Aim of the task
Under this line are the records; write out word for word the part that begins at the line containing "- No Tidebreak-owned" and ends at the line containing "- Route rejection/acceptance", and no more.

(Collected data)
[Start of section]

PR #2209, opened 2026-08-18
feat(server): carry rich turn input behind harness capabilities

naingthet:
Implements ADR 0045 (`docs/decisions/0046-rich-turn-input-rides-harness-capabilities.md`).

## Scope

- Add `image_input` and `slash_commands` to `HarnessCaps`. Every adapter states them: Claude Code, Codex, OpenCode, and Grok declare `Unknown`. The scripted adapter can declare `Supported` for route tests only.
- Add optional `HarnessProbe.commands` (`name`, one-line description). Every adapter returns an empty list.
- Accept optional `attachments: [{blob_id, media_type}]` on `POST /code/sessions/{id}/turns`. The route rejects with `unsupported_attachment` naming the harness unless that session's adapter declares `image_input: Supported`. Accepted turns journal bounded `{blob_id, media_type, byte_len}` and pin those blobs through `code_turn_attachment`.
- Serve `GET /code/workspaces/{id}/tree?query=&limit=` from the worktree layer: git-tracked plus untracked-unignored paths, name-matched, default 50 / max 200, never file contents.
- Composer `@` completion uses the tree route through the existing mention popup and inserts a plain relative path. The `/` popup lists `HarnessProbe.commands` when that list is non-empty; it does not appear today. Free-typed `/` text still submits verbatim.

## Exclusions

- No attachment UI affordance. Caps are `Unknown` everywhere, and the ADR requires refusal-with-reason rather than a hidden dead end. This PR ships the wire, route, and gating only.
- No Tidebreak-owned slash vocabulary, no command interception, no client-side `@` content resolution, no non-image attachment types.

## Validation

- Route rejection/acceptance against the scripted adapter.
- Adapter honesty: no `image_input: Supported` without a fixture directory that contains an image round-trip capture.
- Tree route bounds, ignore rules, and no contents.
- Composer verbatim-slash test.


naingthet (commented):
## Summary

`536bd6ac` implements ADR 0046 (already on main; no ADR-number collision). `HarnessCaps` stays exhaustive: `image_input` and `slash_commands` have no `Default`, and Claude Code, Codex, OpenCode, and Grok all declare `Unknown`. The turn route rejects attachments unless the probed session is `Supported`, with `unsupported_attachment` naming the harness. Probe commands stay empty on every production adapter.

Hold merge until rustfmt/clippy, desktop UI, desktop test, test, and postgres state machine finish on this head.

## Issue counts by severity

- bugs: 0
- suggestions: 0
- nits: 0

[End of section]

Exercise output
- No Tidebreak-owned slash vocabulary, no command interception, no client-side `@` content resolution, no non-image attachment types.

## Validation

- Route rejection/acceptance against the scripted adapter.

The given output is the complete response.